However, the appropriate nodal deviation always bases on the total deformation of the module, i.e., resulting from a constant temperature constraint over the length of the module. If a specific deviation at one node should be directly applied to the module, the respective nodal temperature must be doubled (c). This is due to the always linear course of the temperature for isotropic elements. In general, different deviations for both nodes can separately be considered and superposed. Then a constant temperature constraint over the module, resulting from the sum of ∆T_a and ∆T_b, is prescribed ((c), bottom). The area under the constant temperature curve over the length l complies to the sum of the two triangular distributions ((c), top). The temperature constraint in turn results in a total geometric deviation ∆l, which is divided equally on the two nodes of the module (d). And ∆l corresponds to the sum of ∆l_a and ∆l_b. Geometric inaccuracies can thus not be implemented as direct deformations at the nodes, but as absolute deformations for the whole module.

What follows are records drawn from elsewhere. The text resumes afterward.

PR #68, opened 2020-02-28
Add info about required env file for setup

jpotts244:
Was getting the following errors when trying to run migrations or run server on the setup step of the readme:
```
ERROR: Couldn't find env file: /Users/jackiepotts/dev/horizon/.env
ERROR: Command 'docker-compose -f /Users/jackiepotts/dev/horizon/hokusai/development.yml -p hokusai up' returned non-zero exit status 1
```

A lot of the environment variables are defined within the config files themselves but it looks like hokusai requires an `.env` file to be present in order to run https://github.com/artsy/horizon/blob/master/hokusai/development.yml#L5

To fix the error I just added a step to copy a test env into a `.env` file. 

Let me know if there is a better way to do this! I was thinking of removing the `env_file: ../.env` from hokusai/development.yml altogether? but am not confident on the ramifications of doing so.


eessex:
Addressed in #111

PR #71, opened 2020-03-16
Upgrade to ruby 2.6

eessex:
In advance of adding react, bumps ruby base version.


Gemfile
```diff
@@ -1,7 +1,7 @@
 source 'https://rubygems.org'
 git_source(:github) { |repo| "https://github.com/#{repo}.git" }
 
-ruby '2.5.1'
+ruby '2.6.0'
```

It should be noted that in principle, the local nodal deviations could also be implemented via temperature constraints. Fixed supports at the position where the mean deformation occurs—which is initially unknown and would have to be derived additionally—must then be implemented. But this greatly complicates the modeling. Moreover, the superposition of the inaccuracies of several modules in structures is then no longer possible.

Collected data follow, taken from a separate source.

PR #72, opened 2020-03-18
[WIP] Upgrade to Rails 6.0, add webpacker & react

eessex:
DO NOT MERGE

Pair project with @jpotts244


hokusai/development.yml
```diff
@@ -2,9 +2,9 @@
 version: "2"
 services:
   horizon:
+    env_file: ../.env
```
joeyAghion, line 5: One problem we've had in other projects is that `hokusai dev` will _fail_ if this file isn't found. If you've found this useful, you might want to add a step to the set-up described in the README.

hokusai/development.yml
```diff
@@ -2,9 +2,9 @@
...
     environment:
       - RAILS_ENV=development
-      - RAILS_LOG_TO_STDOUT=true
```
joeyAghion, line 7: Why remove this? (Do the defaults change in rails 6? If so the code that references it in the environment files can be removed.)

eessex: We reference this in the `build.yml` so it shouldn't need to go into individual environments.

eessex:
Perhaps this is my own bias because I'm inexperienced with haml, but I was frustrated by the difficulty of sharing styles/components/theme in the current setup. By using Palette I hope to significantly speed up the time it takes to build out views and eliminate the need to worry about theming.

PR #87, opened 2020-04-17
Handle mix of nil and [] tags values

joeyAghion:
I noticed that production was error-ing and it ended up being due to a single project having `tags: nil`. I updated it to a [JSON] array for now, but this fixes the home page going forward.


eessex:
👍

PR #91, opened 2020-05-27
Rails 6.0 upgrade

eessex:
Opening in favor of https://github.com/artsy/horizon/pull/72, updates Rails to `6.0.3` as well as a minor Ruby jump and many gem bumps.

The transfer of the proposed approach to plane elements (2D) is straightforward. Figure 3 shows the plane case for given but different initial deviations and the associated boundary conditions of the FE model. It consists of a quadratic module with the outer dimensions l_x = l_z (a), which exhibits the initial deviations ∆l_x and ∆l_z at the nodes a, b, c, and d, respectively. The module is designed as a plane finite element with linear shape functions, whose thermal expansion coefficients α_T,x and α_T,z can be defined separately for the spatial directions. Support is provided through directional springs at all nodes, which again have very low stiffness (c → 0) to permit deformations (b). The geometric deviations at the nodes are converted into temperature constraints (c) according to Equation (1). Assuming again a linear course of the temperature distribution, the equivalent ∆T_i per node i corresponds to twice the equivalent temperature. The deformations from finite element analysis (FEA) are shown in (d). It must be noted that the deviations per node are derived separately for the spatial x- and z-directions according to Equation (1). Since for both directions, the same ∆T is used, differences between the deviations are incorporated through the ratio of the thermal expansion coefficients α_T,x and α_T,z.

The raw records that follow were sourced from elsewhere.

PR #95, opened 2020-06-04
Migrate asset pipeline to Webpack, use TS & React

eessex:
Adds TS/React front end toolchain:
- Installs `webpacker` gem and compile JS assets via Webpack
- Adds`typescript`, `react`, `@artsy/palette` and `styled-components`
- Adds linting/prettier and pre-commit checks
- Adds navbar component

Screen Shot 2020-06-04 at 3 21 44 PM


babel.config.js
```diff
@@ -0,0 +1,88 @@
+module.exports = function(api) {
+  var validEnv = ['development', 'test', 'production']
+  var currentEnv = api.env()
+  var isDevelopmentEnv = api.env('development')
+  var isProductionEnv = api.env('production')
+  var isTestEnv = api.env('test')
```
damassi, line 6: `var` -> `const`

config/webpacker.yml
```diff
@@ -0,0 +1,95 @@
...
+    public: localhost:3035
+    hmr: false
+    # Inline should be set to true if using HMR
+    inline: true
+    overlay: true
+    compress: true
+    disable_host_check: true
+    use_local_ip: false
+    quiet: false
+    pretty: false
```
damassi, line 71: `true`

config/webpacker.yml
```diff
@@ -0,0 +1,95 @@
...
+    port: 3035
+    public: localhost:3035
+    hmr: false
+    # Inline should be set to true if using HMR
+    inline: true
+    overlay: true
+    compress: true
+    disable_host_check: true
+    use_local_ip: false
+    quiet: false
```
damassi, line 70: `true` -- probably don't need all the of the misc chunk output

config/webpacker.yml
```diff
@@ -0,0 +1,95 @@
...
+  <<: *default
+  compile: true
+
+  # Reference: https://webpack.js.org/configuration/dev-server/
+  dev_server:
+    https: false
+    host: localhost
+    port: 3035
+    public: localhost:3035
+    hmr: false
```
damassi, line 63: `true` - it will default to full page reload if hmr for some reason can't apply updates.

package.json
```diff
@@ -1,5 +1,63 @@
...
+    "webpack-dev-server": "^3.11.0"
+  },
+  "husky": {
+    "hooks": {
+      "pre-commit": "lint-staged",
+      "pre-push": "yarn type-check"
+    }
+  },
+  "lint-staged": {
+    "*.@(ts)": [
```
damassi, line 52: tsx, js, and jsx?

tsconfig.json
```diff
@@ -0,0 +1,21 @@
...
+    "module": "es6",
+    "lib": ["es6", "dom"],
+    "moduleResolution": "node",
+    "noImplicitAny": false,
+    "noUnusedLocals": true,
+    "noUnusedParameters": true,
+    "outDir": "dist",
+    "pretty": true,
+    "skipLibCheck": true,
+    "sourceMap": true,
```
damassi, line 14: i think `noEmit` can be set to `true` and then `sourceMap: false` and `outDir` ommitted. That should increase perf since everything is being handled through babel.

tsconfig.json
```diff
@@ -0,0 +1,21 @@
...
+    "strict": true,
+    "target": "es2016",
+    "jsx": "react",
+    "types": ["node", "webpack-env", "jquery", "actioncable"]
+  },
+  "exclude": ["**/*.spec.ts", "node_modules", "public"]
```
damassi, line 20: don't want to exclude specs!

Dockerfile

Four characteristic sets of deformations are obtained from prescribed initial geometric deviations at the nodes shown in Figure 3, from top to bottom:

• Constant plane deformation in both directions (${\alpha }_{\mathrm{T},\mathrm{x}}~{\alpha }_{\mathrm{T},\mathrm{z}}\ne 0,$ ∆T = const.);
• Constant plane deformation in one direction (${\alpha }_{\mathrm{T},\mathrm{x}}\vee {\alpha }_{\mathrm{T},\mathrm{z}}=0,$ ∆T = const.);
• Linear variable deformation over the height (${\alpha }_{\mathrm{T},\mathrm{x}}\ne 0, {\alpha }_{\mathrm{T},\mathrm{z}}=0,$ ∆T₁ = ∆T_2, ∆T₃ = ∆T₄);
• (Almost) arbitrary deformation at the nodes (${\alpha }_{\mathrm{T},\mathrm{x}}~{\alpha }_{\mathrm{T},\mathrm{z}},$ ∆T = var.).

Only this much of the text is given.